"...I cherished every moment I had with him. Some people would say why out your son through the pain... but I wanted to give him a chance"----Greg Spriggs
January 6th, would have marked the 3rd birthday of little Andrew Spriggs. I have to admit, I've been sitting on this story and thought about sharing during Thanksgiving, but something in my heart told me no; it wasn't the right time. I have to admit that even while writing this piece, I find myself taking breaks because it's hard to write and cry at the same time. Greg Spriggs, one of my good old Howard buddies (HU!!!!) and his beautiful wife, Artavia, were expecting their second child. Like all friends do, I wished them a big Congratulations because as a mother of two, I know what a blessing children are. During my periodic Facebook scrolling and commenting, I came across a post about prayers for little baby Andrew. Immediately I began to tear up and got down on my knees and prayed that night with my husband. I couldn't help but cry because I cannot possibly imagine what Greg and his wife were going through. I found it hard to grasp the concept of what was going on with their little family and even in my 30s I found myself questioning God, why he would put a husband and wife through this. I found that soon after I saw the initial prayer request, little Andrew had passed. The Lord called him home.
Baby Andrew was born at 20 weeks. It would be difficult for him to survive on his own given the fact that his lungs weren't fully developed. With multiple hospital transfers, surgeries to follow and a slew of medical experts telling them there was no way he would make it, every day was a miracle. Weighing in at 14 ounces, less than 1 lb, little Andrew lived for 6 amazing months. I asked my friend, how he and his wife found the strength to have hope and go on every single day no knowing if that day was going to be his last day, he simply stated "we decided to leave it in God"s hands."

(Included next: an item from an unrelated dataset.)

PR #2103, opened 2023-10-12
Make Bun as Default Package Manager

chakrihacker:


coolsoftwaretyler:
Hey @chakrihacker - I've been thinking the TypeScript upgrade will be really helpful to resolve some of our existing TypeScript issues. Are you going to be moving this PR forward, or do you mind if I take that on in the next couple of weeks?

I can't describe, how powerful these words seemed to me, all of a sudden. Don't get me wrong, I have heard this phrase on more than one occasion, however this time it was different, I felt connected to them 3,000+ miles away. It occurred to me that they were a praying family and that a praying family such as the Spriggs, were at peace. They were at peace no matter the outcome. Sadly, around 3 a.m., his heart rate started to fall...he passed in the arms of his parents. Greg and his wife built a very special bond with their son Andrew and although Greg prayed fro another son, God knew what he was doing and blessed him with another girl who looks just like him... I often think about Greg and Atarvia and their two little girls and often wonder how do we as parents even begin to explain life with all of its ups and downs, disappointments and intricacies. I asked him, how as a parent you explain this? At best, his answer was simple.."put it in God's hands" . While Greg knows they will meet one day again, he hopes that his son isn't mad at him and his wife for letting him suffer in pain, I don't believe that for one bit that Andrew was upset. I believe that Andrew, while uncomfortable being here on earth, was not mad, but fortunate to experience God's love in the flesh. I believe that Andrew enjoyed meeting his mother, father, and older sister who loved him so much. I believe that Andrew experienced God's love and his goodness in the form of the outpouring of love, support, prayers, and all of the medical staff that tried their hardest to help him survive each and every single day. Most importantly, little Andrew had so much love that he would never experience the pain and disappointment of what the world has in it. He only experienced love...amazing, tremendous love and therein lies the beauty and joy of Andrew's life. If only we were all so lucky. Happy Birthday little Andrew, You are blessing more than you would ever know!